Esse show entra na lista por dois motivos. Faz parte da história do Rock nacional e a LB foi a primeira banda que gostei, abrindo caminho para muitos outros grupos roqueiros que sigo descobrindo e curtindo até hoje.

 

Titãs e Rita Lee (1998)

Em tempos de acústico MTV do Titãs, resgatando a carreira da banda e reapresentando-a ao grande público, um cenário favorável estava criado. Toda uma multidão deixou temporariamente as praias de veraneio e acorreu ao estacionamento do Imirá para cantar todo o CD faixa a faixa, junto com a banda. Como cereja no bolo, Rita Lee, que também havia gravado acústico MTV naquele ano, com participação dos Titãs, faria o show de encerramento da noite. A coincidência era que, no CD dos Titãs, a participação especial era também de Rita Lee e o bis oi bastante animado, com as duas bandas voltando ao palco e cantando as músicas.

Porém, apesar de que goste de Titãs e também de Rita Lee, esse show só entrou na lista porque naquele dia havia saído o resultado do vestibular e eu havia passado em jornalismo na UFRN. Iniciaria uma belíssima carreira cheia de oportunidades, dinheiro, estabilidade e fama… 1… 2… 3… NOOOOT!

Mas, enfim, estava careca, bêbado e feliz!

 

Jason (1998)

Já estudante de jornalismo, acumulava também publicidade na UnP, e trabalhava na AZ Revista, publicação independente (um fanzine, na verdade) que contava com os editores Caio Vitoriano (editoria de arte) e Paulo Celestino (chefe de redação), além dos colaboradores George Rodrigo, Cristiano Medeiros e eu.
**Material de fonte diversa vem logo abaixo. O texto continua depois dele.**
PR #391, opened 2020-09-24
Remove duplicate pause reason definitions

C-gyorfi:
## Context
Following the conversation on this [PR #388](https://github.com/LBHackney-IT/LBH-IncomeCollection/pull/388/files/922a664cd8cdc698f3101b25e48f0c3d23ee17ad#)
Remove duplicate pause reason definitions


app/helpers/tenancy_helper.rb
```diff
@@ -25,6 +25,12 @@ def pause_reasons
     }
   end
 
+  def pause_reason_filter(option)
```
antonyoneill, line 28: How is this being referenced?

app/helpers/pause_reason_filter_helper.rb
```diff
@@ -1,16 +0,0 @@
-module PauseReasonFilterHelper
```
antonyoneill, line 1: Do we need to replace the import of this helper with the tenancy helper? or does rails auto import this?

app/helpers/tenancy_helper.rb
C-gyorfi: its referenced in the `_pause_reason_filter.html.erb` 
```RUBY
          <%= select_tag(:pause_reason, pause_reason_filter(@filter_params.pause_reason), { :class => 'form-control', prompt: 'Select a pause reason'  }) %>
```
 tenancy_helper.rb  is loaded trough rails_helper.rb as any other helpers, apparently its accecible in any erb file

antonyoneill: Great! Thanks - that's why we don't need to remove any references to the PauseReasonFilterHelper

antonyoneill (approved):

PR #397, opened 2020-10-09
Create send and view letter buttons and remove leasehold buttons from rents worktray

Miles-Alford:
## Context

Small PR which adds two new buttons for the rents worktray to send bulk letters and to view them.
Also removes the leasehold buttons from the same worktray that appear when you are within both user groups

- Add send & view letters button partial to allow rents to go straight to the bulk letter sending tool
- Remove displaying of leasehold buttons on the worktray

## Guidance to review

I have kept the leasehold button just in case we wish to use it within the V2 worktray however if not will delete it. Also a bit skeptical on the value of the worktray request spec tests, added a test nonetheless to keep to standard however I am unsure of the value of these tests
## Things to check

### DIFF
--- a/app/views/tenancies/income_collection/_buttons.html.erb
+++ b/app/views/tenancies/income_collection/_buttons.html.erb
@@ -1,0 +1,8 @@
+<div class="grid-row">
+  <div class="column-full">
+    <div class='other_actions tenancy_list column-align-center'>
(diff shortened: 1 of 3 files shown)


Duslerke (approved):

Duslerke:
Can you provide a screenshot of an issue?

PR #370, opened 2014-11-08
Added support for reserved variable expansion in URI templates

elishacook:
Moving this to a topic branch.


falcon/api.py
```diff
@@ -728,14 +728,22 @@ def _compile_uri_template(template):
         if template != '/' and template.endswith('/'):
             template = template[:-1]
 
-        expression_pattern = r'{([a-zA-Z][a-zA-Z_]*)}'
+        PCT_ENCODED = '%[0-9A-Fa-f]{2}'
+        UNRESERVED = '[^/]'
+        RESERVED = r'[:/\?#\[\]@\!\$&\'\(\)\*\+,;=]'
+        BASIC_VARIABLE = '{([a-zA-Z][a-zA-Z_]+)}'
+        RESERVED_VARIABLE = r'{\+([a-zA-Z][a-zA-Z_]+)}'
```
BenjamenMeyer: Please change the ```[a-zA-Z_]``` on L734-735 to ```\w``` as that allows 0-9 in the remainder of the variable names.
I did that in https://github.com/falconry/falcon/pull/454 for ```expression_pattern``` which you are replacing.

mcmasterathl:
It would be good to have some docs to go along with this, I can't tell just form looking what this is supposed to do.

kgriffs:
With the new routing engine, we are moving away from using RFC 6570 for the URI template schema, so  reserved variable expansion no longer applies.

Em um dia qualquer do segundo semestre de 98, iríamos distribuir o número 8 da AZ numa festa estranha com gente esquisita no Casarão da Ribeira. Naquela noite tocariam Ravengar, Memória Rom e aquela que se tornaria uma das minhas bandas preferidas para todo o sempre: Jason. Banda carioca de hardcore que sabia dosa humor, irreverência e agressividade. Gosto desse show por isso, por estar rodeado de amigos, pela distribuição da AZ e por me remeter a uma Ribeira de fins dos anos 90 que representava um bolsão de resistência a tudo que nos rodeava nessa cidade de sol e poucas alternativas. Diante da presente situação, a Ribeira não só era uma alternativa, como era símbolo de tudo que era alternativo. A música interpretada pelo Ravengar, “Ribeira velha de guerra”, é meio que um símbolo dessa época.
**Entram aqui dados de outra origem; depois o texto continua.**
PR #389, opened 2014-11-24
current API only allows one class to implement web methods according

litong01:
to its method names, this is limitting in some cases. With this new
API, a developer can use one class to implement a set of APIs.
The developer can simply add an instance of that class to the app
by calling add_route method. An example of how to do this has been
documented in the ResourceAPI class in resource_api.py module.

### DIFF
--- a/falcon/resource_api.py
+++ b/falcon/resource_api.py
@@ -1,0 +1,104 @@
+# Copyright 2013 IBM Corp
+#
+# Author: Tong Li <litong01@us.ibm.com>
+#
+# Licensed under the Apache License, Version 2.0 (the "License"); you may
+# not use this file except in compliance with the License. You may obtain
+# a copy of the License at
+#
+#      http://www.apache.org/licenses/LICENSE-2.0
+#
+# Unless required by applicable law or agreed to in writing, software
+# distributed under the License is distributed on an "AS IS" BASIS, WITHOUT
+# WARRANTIES OR CONDITIONS OF ANY KIND, either express or implied. See the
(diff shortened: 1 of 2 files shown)


kgriffs:
Apologies for taking so long to get back to you; I've been trying to decide what approach to take. In 0.3 we made it easier to plug in custom routers, so one approach might be to refactor this router to use  that [new interface][1]. I've also proposed an alternative strategy that may work for some use cases and I'd be happy to get your feedback on that as well (see issue #584).

[1]: https://falcon.readthedocs.org/en/stable/api/routing.html#routing

kgriffs:
All things considered, I think it would be better to implement this in an add-on library for now.

If you would like to map to arbitrary callables, while still taking advantage of the default `CompiledRouter`, you could to inherit from `falcon.API` and create a new method similar to `add_route()`, but one that takes a single responder callable and an HTTP method in lieu of a resource class. It would update a method map attribute (i.e., `self._method_maps`), keyed by URI template. For example, after calling the new `Api.my_add_route()` twice for the same URI template, you would have something like:

```python
{
    '/some_uri_template': {
        'GET': some_get_responder,
        'PUT': some_put_responder,
    }
}
```

Then you would pass that into the router's `add_route()` method with a dummy object (or `None`) for the resource, e.g.:

```python
self._router.add_route(uri_template, self._method_maps[uri_template], None)
```

Note that subsequent calls to `self._router.add_route()` will override the previous method map for a given `uri_template`. Anyway, this approach should work, but caveat emptor since this is just off the top of my head.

A AZ Revista durou 11 números de 1997 a 1999.

 

Raimundos (1999)

Em 1999 o Raimundos era minha banda favorita. Eu já era fã desde o abençoado ano de 1994, em que descobri também Nação Zumbi, Offspring, Green Day… O show foi no Centro de Convenções, lugar terrível, mas apesar disso, foi memorável. Eles também haviam gravado um “Ao vivo MTV”, CD duplo com 40 músicas incríveias. Uma retrospectiva da carreira que as gravadoras (lembra delas?) costumavam lançar para ganhar mais dinheiro naqueles tempos. O grupo não decepcionou.

O show foi uma lapada. Eu tinha cursado (e sobrevivido) os dois primeiros anos de faculdade. Também vivia aquela fase entre os 19 e 20 anos em que somos acometidos pelo “vírus da boa vida”, resumindo a vida em beber, viajar, se divertir, curtir com os amigos, tentar comer ou namorar alguma gata, e, claro, estudar um pouco (mas só um pouco, por favor. Lembrem-se que eu cursava jornalismo.) em meio disso tudo. Por essa razão, muitas músicas dos Raimundos, que abordavam de maneira divertida temas tipicamente adolescentes como sexo, drogas, bebedeiras e atitudes irresponsáveis, me tocavam fundo o coração.

 

Jason 2007 Panço e Barba 3_reduzida

Panço (Jason) e Barba (Los Hermanos): encontro de dois dos membros desta lista no Festival Dosol 2007.

Los Hermanos (2004)

Em 2001, eu havia morado no Rio, cursando uma pós em redação publicitária. Através de amigos cariocas, acabei conhecendo algumas bandas que faziam sucesso por lá. Uma delas era o Matanza, sobre a qual, falo daqui a pouco. A outra era o Los Hermanos que eu só conhecia por causa da superhipermegaexecutada nas rádios Anna Júlia de anos antes. Naquela ocasião pude ouvir o restante do primeiro CD e também o recém lançado “Bloco do Eu Sozinho”. Gostei. 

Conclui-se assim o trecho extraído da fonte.